ME Research UK
- Formation: 2000; 26 years ago
- Founder: Dr Vance Spence Robert McRae
- Purpose: To fund research projects regarding myalgic encephalomyelitis (ME)
- Headquarters: Perth, Scotland
- Website: meresearch.org.uk

= ME Research UK =

UK medical research charity

ME Research UK is a medical research charity based in the United Kingdom with the principal aim of commissioning and funding scientific (biomedical) investigation into the causes, consequences and treatment of myalgic encephalomyelitis/chronic fatigue syndrome (ME/CFS).
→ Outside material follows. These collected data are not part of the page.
Issue #925, opened 2024-06-03
Shorthand for getting only the preprocessing part of the TableVectorizer


jeromedockes:
### Problem Description

Sometimes we may want to apply the preprocessing/cleaning steps of the TableVectorizer (parsing datetimes, handling pandas extension dtypes, etc.), while handling the actual encoding in separate pipeline steps.
This will probably become more relevant when the Recipe (or whatever its name will be) is introduced: we can use it to build exactly the pipeline we want, but we would still like to apply the default cleaning done by the TableVectorizer

If this sounds like a plausible use-case maybe we could have a shorthand for

```python
TableVectorizer(
    high_cardinality_transformer="passthrough",
    low_cardinality_transformer="passthrough",
    datetime_transformer="passthrough",
    numeric_transformer="passthrough",
    specific_transformers=(),
)
```

maybe 

```python
TableSkrubber()
```

### Feature Description

...

jeromedockes:
some examples of the kind of cleaning the tablevectorizer does:

```python

>>> import pandas as pd
>>> from skrub import TableVectorizer


>>> skrubber = TableVectorizer(
...     high_cardinality_transformer="passthrough",
...     low_cardinality_transformer="passthrough",
...     datetime_transformer="passthrough",
...     numeric_transformer="passthrough",
...     specific_transformers=(),
... )

>>> df = pd.DataFrame({
...     'a': ['2020-01-02', '2020-01-03'],
...     'b': ['2.2', 'nan'],
...     'c': [1.5, pd.NA],
...     'd': [True, False],
...     'e': pd.Series([4.5, 'a'], dtype='category'),
... })
>>> df
            a    b     c      d    e
0  2020-01-02  2.2   1.5   True  4.5
1  2020-01-03  nan  <NA>  False    a
>>> df.dtypes
a      object
b      object
c      object
d        bool
e    category
dtype: object
>>> df['e'].cat.categories
Index([4.5, 'a'], dtype='object')

>>> skrubbed = skrubber.fit_transform(df)
>>> skrubbed
           a    b    c    d    e
0 2020-01-02  2.2  1.5  1.0  4.5
1 2020-01-03  NaN  NaN  0.0    a
>>> skrubbed.dtypes
a    datetime64[ns]
b           float32
c           float32
d           float32
e          category
dtype: object
>>> skrubbed['e'].cat.categories
Index(['4.5', 'a'], dtype='object')
```

GaelVaroquaux:
[...]

PR #1115, opened 2024-10-17
Added DropNullColumn transformer to remove columns that contain only nulls 

### LINKED ISSUE #1110: Add a `DropEmpty` flag to `tabular_learner`
### Problem Description

I am currently working with tables that may contain columns that contain only null/missing values. I also need to perform imputation (with sklearn's SimpleImputer) over all the columns to fill nulls there. 

A simplified version of my pipeline is this:

```py
import polars as pl
from sklearn.pipeline import Pipeline
from sklearn.impute import SimpleImputer
from sklearn.preprocessing import StandardScaler


df_ = pl.DataFrame({"a": [1,2,3], "empty":[None, None, None]})

num_transformer = Pipeline(
    steps=[
        ("imputer", SimpleImputer(strategy="mean", keep_empty_features=False)),
        ("scaler", StandardScaler()),
    ]
)

# Transformer for high cardinality categorical features 
high_card_transformer = Pipeline(
    steps=[
        (
            "imputer",
            SimpleImputer(strategy="most_frequent", keep_empty_features=False),
        ),
        ("onehot_encoder", OneHotEncoder(handle_unknown="ignore", sparse_output=False)),
    ],
)

low_card_transformer = Pipeline(
    steps=[
        (
            "imputer",
            SimpleImputer(strategy="most_frequent", keep_empty_features=False),
        ),
        (
            "onehot_encoder",
            OneHotEncoder(handle_unknown="ignore", sparse_output=False),
        ),
    ],
)
preprocessor = TableVectorizer(
    low_cardinality=low_card_transformer,
    high_cardinality=high_card_transformer,
    numeric=num_transformer,
)

preprocessor.fit_transform(df_)

```

This raises an exception on column `empty` because no values are found. 

### Feature Description

Rather than raising an exception at the end of the pipeline, which makes debugging more complex (the error messages were less than helpful), it would be nice to have an automated check of all columns before any operation is done to screen for empty columns. 

Some possible improvements could be:
- A warning to the user ("Column something something is empty") 
- Dropping the column immediately
- Dropping the column if the fraction of null values is larger than a given threshold

This should also be added to the `tabular_learner` so that if such a situation occurs, it doesn't fail for some weird reason. 

### Alternative Solutions

Setting the SimpleImputer parameter `keep_empty_features=True` seems to fix the problem (or at least, the code does not fail anymore). Null values are replaced by 0. 

### Additional Context

_No response_

rcap107:
fixes #1110

DropNullColumn (provisional name) takes as input a column, and drops it if all the values are nulls or nans. TableVectorizer was also updated with a `drop_null_columns` flag set to `False` by default; if the flag is set to `True`, the DropNullColumn is added as a processing step for all columns. 

I've also added `drop` and `is_all_null` to `_common.py`, though I am not sure if they should go there. Maybe `is_all_null` can stay in the `DropNullColumn` file. 

The test I wrote passes, but I'm not sure if it's good enough. 

The documentation is still missing.


skrub/tests/test_dropnulls.py
```diff
@@ -0,0 +1,58 @@
+import numpy as np
+import pandas as pd
+import polars as pl
+import pytest
+
+from numpy.testing import assert_array_equal
+
+from skrub import TableVectorizer
+from skrub._dataframe import _common as ns
+from skrub._dropnull import DropNullColumn
```
TheooJ, line 10: I would call the module `_drop_null.py`

skrub/tests/test_dropnulls.py
```diff
@@ -0,0 +1,58 @@
...
+            "value_null": [
+                None,
+                None,
+                None,
+            ],
+        }
+    )
+
+
+def test_drop_nullcolumn(main_table):
```
TheooJ, line 36: All the tests in this file are going to test DropNullColumn so I'd avoid this test name

skrub/_dataframe/_common.py
```diff
@@ -824,6 +826,25 @@ def _to_categorical_polars(col):
     col = to_string(col)
     return _cast_polars(col, pl.Categorical())
 
+@dispatch
+def is_all_null(col):
```
TheooJ, line 830: You need a test for this in `test_common.py`

skrub/_dataframe/_common.py
```diff
@@ -824,6 +826,25 @@ def _to_categorical_polars(col):
...
+    raise NotImplementedError()
+
+
+@is_all_null.specialize("pandas", argument_type="Column")
+def _is_all_null_pandas(col):
+    return bool(col.isna().all())
```
TheooJ, line 836:
```suggestion
    return col.isna().all()
```

I think it's already a boolean here

skrub/_dataframe/_common.py
```diff
@@ -1187,3 +1208,15 @@ def with_columns(df, **new_cols):
     cols = {col_name: col(df, col_name) for col_name in column_names(df)}
     cols.update({n: make_column_like(df, c, n) for n, c in new_cols.items()})
     return make_dataframe_like(df, cols)
+
+@dispatch
+def drop(obj, col):
```
TheooJ, line 1213: I don’t know if `drop` is necessary, you could directly use skrub selectors: 
`df = s.select(df, ~s.cols(col))`

skrub/_table_vectorizer.py
```diff
@@ -191,6 +192,9 @@ class TableVectorizer(TransformerMixin, BaseEstimator):
         similar functionality to what is offered by scikit-learn's
         :class:`~sklearn.compose.ColumnTransformer`.
 
+    drop_null_columns : bool, default=False
```
TheooJ, line 195: Do we want it to be `True` by default ?

skrub/tests/test_dropnulls.py
```diff
@@ -0,0 +1,58 @@
+import numpy as np
+import pandas as pd
+import polars as pl
+import pytest
+
+from numpy.testing import assert_array_equal
+
+from skrub import TableVectorizer
+from skrub._dataframe import _common as ns
```
TheooJ, line 9:
```suggestion
from skrub import _dataframe as sbd
```

skrub/tests/test_dropnulls.py
TheooJ: (this is the same thing, we need to uniformize this in the codebase)

skrub/tests/test_dropnulls.py
```diff
@@ -0,0 +1,58 @@
...
+    assert dn.fit_transform(main_table["value_null"]) == []
+
+    assert_array_equal(ns.to_numpy(ns.col(main_table, "idx")), np.array([1, 2, 3]))
+
+def test_transform_nullcolumn(main_table):
+    main_table_dropped = ns.drop(main_table, "value_null")
+    main_table_dropped = ns.drop(main_table_dropped, "value_nan")
+    
+    # Don't drop null columns
+    tv = TableVectorizer(drop_null_columns=False)
```
TheooJ, line 49: This test needs to go in the TV test file IMO

TheooJ (commented):
Hi @rcap107 ! I made a first pass and have a few comments :

- Personnally I like the name `DropNullColumn`, I think it’s clear what it does !
- I would rename the file `_drop_null.py`
- Make sure you `pre-commit run --all-files` before pushing, it seems to be what’s breaking the CI for you here
- I think `is_all_null` could be placed in the `DropNullColumn` file if it’s only used there for now, but I could also see it being in `_common.py`

skrub/tests/test_dropnulls.py
TheooJ: (This is the same thing, we need to uniformize the codebase)

rcap107:
Hi @TheooJ, thanks a lot for the comments! I'll address them and update the PR :+1:

skrub/_dataframe/_common.py
rcap107: `col.isna().all()` of type `numpy.bool`, I'm not sure if that makes a difference downstream, I decided to cast it to bool to avoid issues.

skrub/_table_vectorizer.py
rcap107: That should be discussed with others I think

skrub/tests/test_dropnulls.py
rcap107: I can move it :+1:

skrub/tests/test_drop_nulls.py
```diff
@@ -0,0 +1,87 @@
...
+    )
+
+    assert_array_equal(
+        sbd.to_numpy(sbd.col(drop_null_table, "value_almost_nan")),
+        np.array([2.5, np.nan, np.nan]),
+    )
+
+    # assert_array_equal(
+    #     sbd.to_numpy(sbd.col(drop_null_table, "value_almost_null")),
+    #     np.array(["almost", None, None]),
```
rcap107, line 60: Not sure how to write this check so that it works with either pandas or polars

TheooJ: You could use `df_module` as a fixture in the test by adding it to the arguments, then comparing series instead of numpy arrays:

```
df_module.assert_column_equal(
    sbd.col(drop_null_table, "value_almost_null"),
    df_module.make_column("value_almost_null", ["almost", None, None]),
)
```

TheooJ: This also circumvents that depending on the version of pandas, null values are not treated the same

jeromedockes:
the failure in the min-deps environment is not related to this pr; the fix is in #1122

skrub/_dataframe/_common.py
jeromedockes: I think that's a good idea

skrub/_dataframe/_common.py
```diff
@@ -825,6 +826,27 @@ def _to_categorical_polars(col):
...
+@is_all_null.specialize("polars", argument_type="Column")
+def _is_all_null_polars(col):
+    if col.dtype == pl.Null:
+        return True
+    elif col.dtype.is_numeric() and col.is_nan().all():
+        return True
+    # col is non numeric
+    elif col.null_count() == col.len():
+        return True
+
```
jeromedockes, line 848: when it's not all null we want to return False rather than None

skrub/_drop_null.py
```diff
@@ -0,0 +1,54 @@
...
+
+__all__ = ["DropNullColumn"]
+
+
+class DropNullColumn(SingleColumnTransformer):
+    """Drop a single column if it contains only null values."""
+
+    def __init__(self):
+        super().__init__()
+        self._is_fitted = False
```
jeromedockes, line 15:
```suggestion
```

to follow the scikit-learn requirements, estimators must not do anything in their __init__ except store the parameters. here you don't have any parameters to store so you don't need to define __init__

skrub/_drop_null.py
```diff
@@ -0,0 +1,54 @@
...
+            column : Pandas or Polars series. The input column to check.
+            y : None. Ignored.
+
+        Returns:
+            The input column, or an empty list if the column contains only null values.
+        """
+        del y
+
+        self._is_fitted = True
+        return self.transform(column)
```
jeromedockes, line 30: we want the schema of the output to be the same after every call to `transform`. at the moment, the check is done during transform so we decide each time transform is called, depending on the input, if we want to drop it or not. instead, we want to check if the column passed to `fit` is all null, if yes, we always drop during transform (even if we later get a column with non-null values) if no, we never drop (even if we later get a column full of nulls).

so it would look like:

```python
def fit_transform(self, column, y=None):
    self.drop_ = sbd.is_all_null(column)
    return self.transform(column)

def transform(self, column):
    check_is_fitted(self, "drop_")
    return [] if self.drop_ else column

# __sklearn_is_fitted__ not needed anymore
```

skrub/_table_vectorizer.py
```diff
@@ -536,6 +542,9 @@ def add_step(steps, transformer, cols, allow_reject=False):
         cols = s.all() - self._specific_columns
 
         self._preprocessors = [CheckInputDataFrame()]
+        if self.drop_null_columns:
+            add_step(self._preprocessors, DropNullColumn(), cols, allow_reject=True)
```
jeromedockes, line 546: - we may want to insert it after CleanNullStrings? so that if the column becomes full of nulls after converting `"N/A"` to `null` it will be dropped. also it's not important but your transformer never raises a RejectColumn exception so `allow_reject` has no effect you don't need it here and can leave the default

skrub/_dataframe/_common.py
```diff
@@ -825,6 +826,27 @@ def _to_categorical_polars(col):
...
+@is_all_null.specialize("pandas", argument_type="Column")
+def _is_all_null_pandas(col):
+    return bool(col.isna().all())
+
+
+@is_all_null.specialize("polars", argument_type="Column")
+def _is_all_null_polars(col):
+    if col.dtype == pl.Null:
+        return True
+    elif col.dtype.is_numeric() and col.is_nan().all():
```
jeromedockes, line 843: there could be a mix of nan and null which I think would fall through the cracks here.

For simplicity I think we could do:

```python
def is_all_null(col): return all(is_null(col))
```

but if you really want the specialization for polars to get the speedup with null count it could be

```python
def _is_all_null_polars(col):
    if col.dtype == pl.Null:
        return True
    if col.null_count() == col.len():
        return True
    return all(is_null(col))
```

skrub/_drop_null.py
```diff
@@ -0,0 +1,54 @@
+# drop columns that contain all null values
```
jeromedockes, line 1: nitpick: can we have the same name for the class, the module and the test module? eg `DropNullColumns`, `drop_null_columns`, `test_drop_null_columns` (or the singular version if you prefer)

skrub/_table_vectorizer.py
```diff
@@ -542,16 +542,21 @@ def add_step(steps, transformer, cols, allow_reject=False):
...
 
         self._preprocessors = [CheckInputDataFrame()]
-        if self.drop_null_columns:
-            add_step(self._preprocessors, DropNullColumn(), cols, allow_reject=True)
 
-        for transformer in [
+        transformer_list = [
             CleanNullStrings(),
+        ]
+        if self.drop_null_columns:
```
rcap107, line 549: This is ugly, but I'm not sure how to write this better.

skrub/_table_vectorizer.py
rcap107: I added it after CleanNullStrings, but I think I did it in an ugly way, maybe it can be fixed

skrub/_dataframe/_common.py
```diff
@@ -825,6 +826,26 @@ def _to_categorical_polars(col):
...
+@is_all_null.specialize("pandas", argument_type="Column")
+def _is_all_null_pandas(col):
+    return all(is_null(col))
+
+
+@is_all_null.specialize("polars", argument_type="Column")
+def _is_all_null_polars(col):
+    if col.dtype == pl.Null:
+        return True
+    # col is non numeric
```
jeromedockes, line 843: not sure I understand the comment

skrub/_drop_null_column.py
```diff
@@ -0,0 +1,49 @@
...
+
+        Args:
+            column : Pandas or Polars series. The input column to check.
+
+        Returns:
+            The input column, or an empty list if the column contains only null values.
+        """
+        check_is_fitted(
+            self,
+        )
```
jeromedockes, line 41:
```suggestion
        check_is_fitted(self)
```

skrub/tests/test_drop_null_column.py
```diff
@@ -0,0 +1,74 @@
...
+                None,
+            ],
+        }
+    )
+
+
+def test_single_column(drop_null_table, df_module):
+    """Check that null columns are dropped and non-null columns are kept."""
+    dn = DropNullColumn()
+    assert dn.fit_transform(drop_null_table["value_nan"]) == []
```
jeromedockes, line 45: in theory not to rely on polars or pandas specific behavior we would write `sbd.col(drop_null_table, "value_nan")` rather than `drop_null_table["value_nan"]`

skrub/tests/test_drop_null_column.py
```diff
@@ -0,0 +1,74 @@
...
+
+    df_module.assert_column_equal(
+        sbd.col(drop_null_table, "value_almost_nan"),
+        df_module.make_column("value_almost_nan", [2.5, np.nan, np.nan]),
+    )
+
+    df_module.assert_column_equal(
+        sbd.col(drop_null_table, "value_almost_null"),
+        df_module.make_column("value_almost_null", ["almost", None, None]),
+    )
```
jeromedockes, line 60: not sure I understand the 3 tests above, the transformer does not seem to be used? we just compare a column from the table to a new one we construct

skrub/tests/test_drop_null_column.py
```diff
@@ -0,0 +1,74 @@
...
+
+
+def test_drop_null_column(drop_null_table):
```
jeromedockes, line 63: I understand that you put it here to use the fixture defined in this module but I think this test should probably go in `test_table_vectorizer.py`

skrub/_table_vectorizer.py
jeromedockes: I vote for true by default -- there's nothing we can learn from a completely empty column.

if it is False by default, I think it should be set to True in the `tabular_learner`

skrub/_dataframe/_common.py
rcap107: it was a leftover from the previous version, I rewrote the comments

skrub/tests/test_table_vectorizer.py
```diff
@@ -506,8 +528,11 @@ def test_changing_types(X_train, X_test, expected_X_out):
     """
     table_vec = TableVectorizer(
         # only extract the total seconds
-        datetime=DatetimeEncoder(resolution=None)
+        datetime=DatetimeEncoder(resolution=None),
+        # True by default
```
rcap107, line 532: I set this to false to keep the original behavior with no DropNullColumns. Given that the default value is True, should I change the test so that the "default behavior" is what is tested here?

jeromedockes: I think it's ok the way you did it

skrub/_table_vectorizer.py
```diff
@@ -389,7 +394,7 @@ class TableVectorizer(TransformerMixin, BaseEstimator):
     ``ToDatetime()``:
 
     >>> vectorizer.all_processing_steps_
-    {'A': [Drop()], 'B': [OrdinalEncoder()], 'C': [CleanNullStrings(), ToFloat32(), PassThrough(), {'C': ToFloat32()}]}
+    {'A': [Drop()], 'B': [OrdinalEncoder()], 'C': [CleanNullStrings(), DropNullColumn(), ToFloat32(), PassThrough(), {'C': ToFloat32()}]}
```
jeromedockes, line 397: I wonder if we should have an 'if' in there eg call it 'DropColumnIfNull' to make it clearer that this may be a no-op when reading the list of transformations

rcap107: I like the idea, it's definitely clearer. I renamed the object.

skrub/_dataframe/tests/test_common.py
```diff
@@ -557,6 +557,30 @@ def test_to_categorical(df_module):
         assert list(s.cat.categories) == list("ab")
 
 
+def test_is_all_null(df_module):
+    """Check that is_all_null is evaluating null counts correctly."""
+
+    # Check that all null columns are marked as "all null"
+    assert ns.is_all_null(df_module.make_column("all_null", [None, None, None]))
+    assert ns.is_all_null(df_module.make_column("all_nan", [np.nan, np.nan, np.nan]))
```
jeromedockes, line 565:
```suggestion
    assert ns.is_all_null(df_module.make_column("all_nan", [np.nan, np.nan, np.nan]))
    assert ns.is_all_null(df_module.make_column("all_nan_or_null", [np.nan, np.nan, None]))
```

skrub/_drop_column_if_null.py
```diff
@@ -0,0 +1,43 @@
...
+
+
+class DropColumnIfNull(SingleColumnTransformer):
+    """Drop a single column if it contains only Null, NaN, or a mixture of null
+    values. If at least one non-null value is found, the column is kept."""
+
+    def fit_transform(self, column, y=None):
+        """Fit the encoder and transform a column.
+
+        Args:
```
jeromedockes, line 17: can you check the formatting of the other estimators in the library, here the section header would look like 
```
Parameters
----------
```

not super important here as it is a private class, but if we decide to make it public it will be important because sphinx relies on this formatting to produce the reference html documentation

jeromedockes (approved):
thanks a lot @rcap107 !! LGTM once the last couple of nitpicks are addressed :tada:

Vincent-Maladiere:
Hey @rcap107, you haven't addressed my comment in https://github.com/skrub-data/skrub/issues/1110#issuecomment-2408869551. I'm -1 to drop all nan columns in the table vectorizer by default, as these might be useful information after concatenation.

rcap107:
> Hey @rcap107, you haven't addressed my comment in [#1110 (comment)](https://github.com/skrub-data/skrub/issues/1110#issuecomment-2408869551). I'm -1 to drop all nan columns in the table vectorizer by default, as these might be useful information after concatenation.

I'm fine with having the drop flag false by default, I don't see how having a concatenation of empty columns brings in any information after concatenation :thinking: If the point is acting as indicator, then the user should just add the column as constant, which would be more informative than a null value anyway (and it wouldn't trigger the drop). 

I can imagine a situation where both tables A and B have a column `col_1`, and `col_1` is all null in A, but isn't in B. With the current behavior, `col_1` is dropped from A and kept in B, and if I try to concatenate A and B I'd expect the behavior to be "add a column called `col_1` to the final table and fill the rows of A with nulls", unless an exception is raised if the same set of columns must be provided (which may be the case and I'm just not aware of it). 

In any case I can modify the code to have the three choices rather than a binary flag.

Vincent-Maladiere:
>  then the user should just add the column as constant

My intuition is that we should avoid assuming users would "just do" things and try to prevent this kind of mistake.

> I can imagine a situation where both tables A and B have a column col_1, and col_1 is all null in A, but isn't in B ...

Consider a situation where you have a TableVectorizer in a scikit-learn pipeline, trained in a production environment every week. If you built this pipeline assuming you would have access to some column "col_1", but for some reason, the data production system now only produces NaN values for this column (e.g. this column has been deprecated, which happened quite often), then this pipeline would raise a "column is missing" error that would be tricky to understand, because most users wouldn't be familiar with the internals of the TableVectorizer. Having a clear error or a warning would significantly help debugging and maintenance in such a scenario. WDYT?

rcap107:
Yes, I agree that having a more informative error would be better. 

I am changing the code so that it is possible to set different either `drop`, `ignore` or `raise`. I modified the init of DropColumnIfNull. Sidenote, where should the error checking for that value be? In DropNull or in TableVectorizer, or both? 

I could also add a `warn` strategy, but wouldn't it be better to set it so that it triggers when in debug mode? I am not sure how to do that. 

For the default strategy, we can use `ignore` to keep null columns.

Vincent-Maladiere:
> Sidenote, where should the error checking for that value be? In DropNull or in TableVectorizer, or both?

I think the most practical would be raising a specific error in `DropNull`. The way I picture it:
- We add a new argument in `TableVectorizer`, like `all_nulls_cols` whose options are "warn" (default), "ignore", "drop", "raise"
- `DropNull` then takes the same argument and default

Also, "warn" looks like a good default, but that's up for discussion.

WDYT?

> [...] when in debug mode?

I'm not sure to understand what debug mode is?

jeromedockes:
I think "ignore" is a bit ambiguous -- if I ignore a column does it mean I don't use it / leave it out of the output? so I would suggest "keep" instead

rcap107:
> > [...] when in debug mode?
> 
> I'm not sure to understand what debug mode is?
nevermind


> * `DropNull` then takes the same argument and default
> 
> Also, "warn" looks like a good default, but that's up for discussion.

We also need to decide whether it's "warn and drop", or "warn and keep", and be clear about the behavior.

skrub/tests/test_table_vectorizer.py
```diff
@@ -778,11 +777,7 @@ def test_drop_null_column():
 
     # Raise exception if a null column is found
     with pytest.raises(
```
rcap107, line 779: This test is still failing because the TableVectorizer is not raising the correct exception and I don't know how to make it do that.

rcap107:
I have updated the code to have "warn and keep" as the default behavior, I think it's the version that makes the most sense. 

At the moment the only problem I have is that I don't know how to raise the proper exception from TableVectorizer. In  DropNull I am raising RejectColumn, but then I don't know how to propagate it correctly,

skrub/tests/test_table_vectorizer.py
jeromedockes: [here](https://github.com/skrub-data/skrub/pull/1115/files#diff-915f4c6f453724cbd65c06d5c7f55a1aed027f2b5649d15ec4ec3b9edb90ad70R77) raise a ValueError instead of RejectColumn

jeromedockes: rejectcolumn is a way to signify to the tablevectorizer "I'm not the right transformer for this column, don't apply me here".

rcap107: Gotcha, fixed

jeromedockes:
I find it a bit weird to have a DropColumnIfNull that does not drop the column and just raises an exception. maybe it should be named something like CheckNulls or something?

jeromedockes:
> Consider a situation where you have a TableVectorizer in a scikit-learn pipeline, trained in a production environment every week. If you built this pipeline assuming you would have access to some column "col_1", but for some reason, the data production system now only produces NaN values for this column

I'm not sure I understand -- in any case the tablevectorizer chooses the estimators during fit so the schema of the output can change every week in this scenario. eg if a column has one more unique value than the previous week it can change from a one-hot encoding to a gap encoding. or for example if you had `high_cardinality="drop"` those columns would also be dropped or kept depending on their content

jeromedockes:
so if you want consistent output schema (number of columns, names and types) across training the tablevetorizer is not what you want anyway

Vincent-Maladiere:
> I find it a bit weird to have a DropColumnIfNull that does not drop the column and just raises an exception. maybe it should be named something like CheckNulls or something?

Yes, I agree this sounds weird. I recognize dropping NaN columns –which are usually useless– looks good. What about having the transformer drop by default, but allowing the user to pass other options as arguments in the `TableVectorizer`?

> I'm not sure I understand --  in any case the tablevectorizer chooses the estimators during fit [...]

Right, I was pointing out that even outside of the `TableVectorizer` (e.g. in the `ColumnTransformer`), the `DropColumnIfNull` could raise surprising mistakes.

It's true though that this issue broadly applies to the `TableVectorizer`, hence we should encourage people to perform checks in production (with dedicated check functions? There might be some potential here for production usage).

rcap107:
Following today's discussion with @Vincent-Maladiere and @jeromedockes, I reverted the changes back to the old version (with the simple flag)

jeromedockes (approved):
LGTM! thanks again @rcap107 

(the codecov report is bogus)

I'll let @Vincent-Maladiere do a final review & merge

Vincent-Maladiere (commented):
In our IRL discussion, haven't we agreed on a threshold for the null ratio in the column (which is 1.0 by default)?

Apart from that, and to keep in mind for later, the items we discussed were:
1. The ability to freeze TableVectorizer column-to-transformer mapping. It would help to obtain consistent results for retraining in an automated environment, and having more sensible errors to debug.
2.  Decoupling the check/cleaning part of the TableVectorizer (which comes before the vectorizing part) so that it can be used as a standalone object wherever.

jeromedockes:
> In our IRL discussion, haven't we agreed on a threshold for the null ratio in the column (which is 1.0 by default)?

we definitely did; I had understood it would be tackled in a separate PR

+1 for points 1. and 2. -- let's open a separate issue for 1. and there is #925 for 2.

rcap107:
I also understood that the threshold would be added in a separate issue

Vincent-Maladiere (approved):
LGTM then, thanks @rcap107 :)

jeromedockes:
yay :tada: !! thanks @rcap107 !

rcap107:
:tada:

ME/CFS is a debilitating illness which affects between 120,000 and 240,000 people in the United Kingdom alone, but which is not well understood nor, in many cases, properly recognised.
==History==
The organisation (charity number SC036942) was formed in 2000 under the name Myalgic Encephalomyelitis Research Group for Education and Support (MERGE), with an official opening in May 2001. Its headquarters are in Perth, Scotland.

Ongoing research projects currently funded by ME Research UK include a Swedish study to provide an independent investigation into the link between xenotropic murine leukemia virus–related virus (XMRV) and ME/CFS, an investigation into autonomic dysfunction (dysautonomia) in ME/CFS, research to identify key single-nucleotide polymorphisms associated with ME/CFS, and a study of the relationship between vitamin D status and cardiovascular function in ME/CFS.

In addition to funding research into biomedical aspects of ME/CFS, the charity produces reviews and reports, organises and presents research at professional meetings and conferences, and was instrumental in forming a cross party group on the condition at the Scottish Parliament.

Most of its funds come from private and corporate donations, and the Friends of ME Research UK Friends scheme has been set up to support the charity and help with fundraising.